| 1:51 pm on Mar 4, 2005 (gmt 0)|
you could always ban it in your htaccess file (or in the windows file that's ht's cousin if that's your environment.
I'm not a fan of Slurp myself,as it can't seem to grasp the meaning of 301 or 404 messages, but, as I am happy where I show up in yahoo, I put up with what I don't like about Slurp.
| 2:24 pm on Mar 4, 2005 (gmt 0)|
Would you guide me through the process of the ip blocking, becuase I am quite a newbie in the matter, plus there are a whole bunch of other unidentified bots I would like to block by ip. PM would be fine.
My site is on Linux OS.
| 2:30 pm on Mar 4, 2005 (gmt 0)|
Slurp obeys robots.txt, however it may take a while between your making a change and Slurp recognizing the fact and stopping indexing.
If it has been a while, or if Slurp has fetched the new robots.txt, then you may have a syntax or other problem with the file. Have you tried validating [searchengineworld.com] it?

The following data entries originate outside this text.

PR #699, opened 2025-01-19
ConfiguModule

rannn505:
- flatten @configu/sdk to a single entry
- add npm v7 to common deps
- add install deps util
- add giget to common deps
- add template fetch util
- create a ConfiguModule class to handle module registration locally and remotely
- adjust ConfiguFile and other according to the change

Closes #


davidmeirlevy (approved):
LGTM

What exact syntax are you using to block Slurp?
| 2:52 pm on Mar 4, 2005 (gmt 0)|
Yes, I have validated the robots.txt and it's just fine. The Slurp got it today with "200" a few times, but it's still crawling like crazy - no indexing though - so I see no reason to let it eat my bwidth, if it's just going to show my home page :) but it's not obeying the robots.txt
| 3:10 pm on Mar 5, 2005 (gmt 0)|
Why would you (or anyone else) want to stop Yahoo from spidering your site?
Just curious. - Larry
| 2:16 am on Mar 6, 2005 (gmt 0)|
I have a ban, but the Slurp still eats my website at the speed of 50-60 pages/minute...
| 4:25 am on Mar 7, 2005 (gmt 0)|
OK. I don't know how big your site is.
If its in the 1000s of pages you have bandwith costs and concerns.
I welcome Slurp because Y gives me fairly decent SERPS positioning. - Larry
| 10:35 am on Mar 12, 2005 (gmt 0)|
I will complete go with Larry, You some want to stop slurp. y is one of the major search engine. It good to hear that Y is crawling the site frequently. Make some change in the SE preference area which will helpful in the search result.
| 2:16 am on Mar 22, 2005 (gmt 0)|
Interestingly, Slurp caches robots.txt and also caches DNS for at least five days. It was my sole visitor to the IP a webserver was running on that had "misplaced" ::cough, cough:: it's DNS record. :(
| 9:35 pm on Mar 29, 2005 (gmt 0)|
Odd that it caches robots.txt, since it seems to grab that from my site twice a day or more at times! Maybe that's not Slurp. :O
| 9:57 pm on Mar 29, 2005 (gmt 0)|
maybe someone is downloading your site using slurp as the user agent? Never had problems with them not obeying robots.txt
Sure it's not their shopping bot YahooSeeker?
| 10:37 pm on Mar 29, 2005 (gmt 0)|
Lemme correct my previous post - Slurp's grabbed my robots.txt 1012 times so far this month, an average of about 33 times a day. Compare this with msnbot (7 times a day) and Googebot (twice a day) and I'm beginning to wonder what Slurp finds to fascinating about my robots.txt :)
| 7:32 pm on Apr 26, 2005 (gmt 0)|
Ok, you all are going to laugh at me I know. I am new to the game of webmastering and search engine opptomizing. But where do I find my robots.txt in my directories. I cant seem to find it. I did a validation test on my site and it came up with 48 warnings a 117 errors. alot of "capitolize this and that's" and some other weird "grammer" stuff. I am going to be reformating the site and it's text so that isnt a problem. But what I have a question about is this. Where is my robot.txt file and how do I fix the warnings and errors when I get them? Also, since I don't write html code what would you suggest, as far as reading material to understand more on the line of what is discussed here?
| 9:22 pm on Apr 26, 2005 (gmt 0)|
You HAVE no robots.txt file until you yourself create it and upload it
to your host isp. It goes in the same directory as your regular website pages.
I would do a lot of spell checking to reduce 'grammar' errors too. -Larry
| 9:47 pm on Apr 26, 2005 (gmt 0)|
That would explain alot.
By the way, I would have to look in my aws stats to see who/what has been looking at my sites correct?